Currently, most water quality data belong to long correlation series data [18], and there may be some important events with long delays and intervals in the corresponding time series. It is difficult for traditional machine learning methods to fully use the available information with long historical observations. Recursive neural network (RNN) [19] is one of the deep learning methods capable of preserving and utilizing memory from previous network states [20]. RNN is very flexible in dealing with time series and capturing nonlinear relationships [21]. Nevertheless, it is difficult for the traditional RNN model to retain long-term dependencies among the variables due to the gradient vanishment [22]. Long short-term memory (LSTM) is a variant of RNN and can effectively alleviate the RNN network time delay and gradient vanishment [23] by implementing gating [24]. The interactive operation among these gates makes LSTM have sufficient ability to address the problem of long-term dependencies which general RNNs cannot learn, and it can balance the temporal and nonlinear relationship of data [25]. LSTM has been widely used in the prediction of water quality [26,27]. Ye et al. [28] combined all the water quality monitoring data of the rivers in Shanghai, used the LSTM model to predict and verify the main pollutant index, potassium permanganate index (COD), in the rivers, and proved that the prediction accuracy and generalization ability of the model outperformed the traditional RNN network model. Barzegar et al. [29] proposed a hybrid model combining LSTM and convolutional neural network (CNN) that outperformed single machine learning models including SVR, CNN, LSTM, and decision tree (DL) in predicting short-term water quality variables for the Small Prespa Lake in Greece. This shows that there is still much room for research based on LSTM to achieve high-precision water quality prediction, which can be explored in the direction of optimizing the internal structure of the network or combining with other methods [30,31]. LSTM lacks the ability to pay different degrees of attention to sub-window features, which may lead to some relevant information being ignored, and the important characteristics of time series cannot be valued.

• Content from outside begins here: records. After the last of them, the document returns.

PR #2762, opened 2024-06-27
[c++] Update CMake to use target-based properties

### LINKED ISSUE #2664: [c++] Update CMake to use target-based properties
Update CMake to use target-based properties to set compiler options, compiler defintions, include directories, etc. This task is motivated by the need to set all compiler options except `-Werror` for nanoarrow (see #2408).

jp-dark:
**Issue and/or context:** Closes #2664

**Changes:**
* Add options explicitly to targets instead of to everything. Note: this means compile options are no longer propagated to third-party libraries included with `FetchContent` and `ExternalProject_Add`.
* Move `find_package` calls and coverage flags to base `CMakeLists.txt` instead of adding them twice.

### DIFF
--- a/libtiledbsoma/CMakeLists.txt
+++ b/libtiledbsoma/CMakeLists.txt
@@ -165,48 +165,67 @@ if(MSVC)
   # C4702: unreachable code
   # C4800: warning implicit cast int to bool
   # C4996: deprecation warning about e.g. sscanf.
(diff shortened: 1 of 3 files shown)


eddelbuettel (approved):
This seems to be functionally equivalent but uses better (newer?) cmake idioms -- a good change!

Take what I say with a grain of salt though as I am far from being cmake-fluent.

eddelbuettel (approved):
:+1:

In recent years, attention mechanisms [32,33] have been deployed in various tasks of natural language processing [34,35,36,37], including machine translation [38,39], syntactic analysis [40,41], and speech recognition [42,43]. We have applied the attention mechanism to effectively capture the more distant critical information and enhance the influence of the important characteristics on the prediction model by weighting the hidden layer elements at each timestep. Attention mechanisms have also been widely adopted in the field of time series analysis and forecasting [44,45]. Zhou et al. [46] proposed a short-term photovoltaic power forecasting based on LSTM neural network and attention mechanism to forecast short-term photovoltaic power generation in a time series manner. On this basis, we introduced the attention mechanism and developed an AT-LSTM model based on the LSTM model, focusing on better capturing the water quality variables. The DO concentration in the section of the Burnett River, Australia, was predicted using water quality monitoring raw data. Lastly, the prediction results were compared with the LSTM model. We aimed to achieve adaptive learning of long-term dependencies and hidden correlation features of multivariate temporal data to make river water quality predictions more accurate. The Burnett River was considered a case study to illustrate the applicability of the proposed AT-LSTM model.

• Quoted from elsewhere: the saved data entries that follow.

Issue #2408, opened 2024-04-08
[c++] Create a `cmake` rule for `nanoarrow`


johnkerl:
Following on from #2362:

* `nanoarrow.c` and `nanoarrow.h` are vendored
* They contain a bit of `sprintf` with destination named `out` which is, from the compiler's point of view, possibly null
* Different compilers handle this differently:
  * No problem in our main CI
  * Error in our wheels-build CI, fixed on #2398 
  * Another build failure on Centos 8 with GCC 8.5: 2402
    * As found on #2402, adding `-D TILEDBSOMA_ENABLE_WERROR=OFF` at `scripts/bld` did not result in `-Werror` being avoided at `nanoarrow.c`
* The bigger issue:
  * `nanoarrow.c` -- and _only_ `nanoarrow.c` -- needs to be compiled without `-Werror`, and _by default_
  * This will take some `cmake` work

johnkerl:
@nguyenv is our TileDB-SOMA `cmake` expert: yet I want to free up as much of her time as possible toward closing out #1632, upon which much depends.

I'm not a `cmake` expert by any means but am willing to attempt to factor out a `cmake` file for `nanoarrow.c`, and will ask for help as needed.

eddelbuettel:
Note that there already is _some_ support upstream:

- https://github.com/apache/arrow-nanoarrow/tree/main/examples/cmake-scenarios (more featureful)
- https://github.com/apache/arrow-nanoarrow/tree/main/examples/cmake-minimal (more minimal)

and there is some 'moar' cmake support by other projects in a recent PR / like to be in 0.5.0

- https://github.com/apache/arrow-nanoarrow/issues/350

What may be the real desired outcome here is a solid `FindNanoarrow_EP.cmake` in `libtiledbsoma/cmake/Modules/` where we could also pin the release we want (we are currently at 0.4.0).

PR #2763, opened 2024-06-28
Split nanoarrow into a separate object library

jp-dark:
**Issue and/or context:** #2408

**Changes:**
Create a separate object library for nanoarrow without `-Werror`.


eddelbuettel (approved):
Thanks for doing this, and kudos.  I had reached out to our two of our resident cmake whizzes but they did not find a narrow / short path.

The CI fail is unrelated and also currently holding a CI of mine.  I think we can merge this despite the one :x: .

eddelbuettel (approved):
While I fear CI may still fail for R here, I think it is unrelated.  So this should still be ready to go.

2. Data Source and Pre-Processing

2.1. Study Area and the Data

The Burnett River is located in southeastern Queensland, Australia, and originates on the western slopes of the Burnett Range east of the Eastern Highlands in a subtropical climate. The river flows southwest to Eidsvold, then turns east at Mundubbera, and finally flows northeast through Gayndah and Bundaberg before entering the Pacific Ocean at Burnett Heads after 270 miles (435 km) of navigation. It has a catchment area of 12,440 square miles (32,220 square kilometers). The major tributaries are the Auburn and Boyne rivers and the Baramba River. The Burnett Basin has a population of approximately 94,100 residents. The primary land use is grazing (77%, 2,500,000 hectares), followed by forestry (12%, 405,000 hectares). Approximately 10,100 hectares of sugar cane, the largest area of dryland cultivation (approximately 81,000 hectares), irrigated cultivation (approximately 41,000 hectares), and horticulture (approximately 10,000 hectares) are located in the Burnett watershed. It also contains several impoundments, including Paradise Dam. The catchment has undergone extensive modifications over the past 40 years, including industrial and port development in the estuary. The data used for this study are water quality data from the Burnett River automatic monitoring sites, the locations and catchment boundaries of which are shown in Figure 1.

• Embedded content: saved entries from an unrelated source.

PR #3095, opened 2024-09-30
[c++] Add can-resize helpers in prep for experiment-level resize

johnkerl:

**Changes:**

For experiment-level resize (e.g. append mode) it will be crucial that we implement a mechanism to detect whether all arrays in the experiment are resizable up to the new `(nobs, nvar)` before attempting any resizes. In particular, it would be bad to succeed in resizing some member arrays and fail on one or more.

**Notes for Reviewer:**

### DIFF
--- a/libtiledbsoma/src/soma/soma_array.h
+++ b/libtiledbsoma/src/soma/soma_array.h
@@ -291,6 +291,13 @@ class SOMAArray : public SOMAObject {
     std::vector<std::string> dimension_names() const;
 
     /**
+     * @brief Sees if the array has a dimension of the given name.
+     *
+     * @return bool
+     */
+    bool has_dimension_name(const std::string& name) const;
+
+    /**
      * @brief Set the dimension slice using one point
      *
      * @note Partitioning is not supported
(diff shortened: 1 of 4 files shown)


libtiledbsoma/src/soma/soma_array.h
```diff
@@ -1031,6 +1038,55 @@ class SOMAArray : public SOMAObject {
...
 
+    /**
+     * This wires up to Python/R to tell a user if they can call resize() on an
+     * array without error. For single arrays, they could just call resize() and
+     * take their chances -- but for experiment-level resize (e.g. append mode)
+     * it's crucial that we provide a can-we-do-them-all pass through all arrays
+     * in the experiment before attempting any of them.
+     *
+     * On failure, returns false and an error string suitable for showing
+     * to the user; on success, returns true and the empty string.
```
nguyenv, line 1049: Just mulling over this. I feel like returning an error code is better (maybe using enums) rather than returning a pair,  if we don't want to throw exceptions.

johnkerl: These are error strings directly to the user without needing extra decode separately in Python/R.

To ensure the reliability and applicability of the model, we used the monitoring data of the water quality collected from January 2015 to January 2020 in the Burnett River. The data are collected every half-hour and include five characteristics: water temperature (Temp), pH, dissolved oxygen (DO), conductivity (EC), chlorophyll-a (Chl-a), and turbidity (NTU). In this paper, the hourly water quality data with 39,752 characteristics and dissolved oxygen are used as the output variable.

Table 1. Descriptive statistics of the water quality time series.

	Temp (°C)	EC (uS·cm−1)	pH	DO (mg·L−1)	Turbidity (NTU)	Chl-a (ug·L−1)
Count	39,601	39,752	39,752	39,752	39,752	39,752
Mean	24.31	37,536.07	7.86	6.63	14.96	9.23
Standard deviation	3.69	13,618.6	0.69	0.98	44.77	28.93

shows the descriptive statistics of the data.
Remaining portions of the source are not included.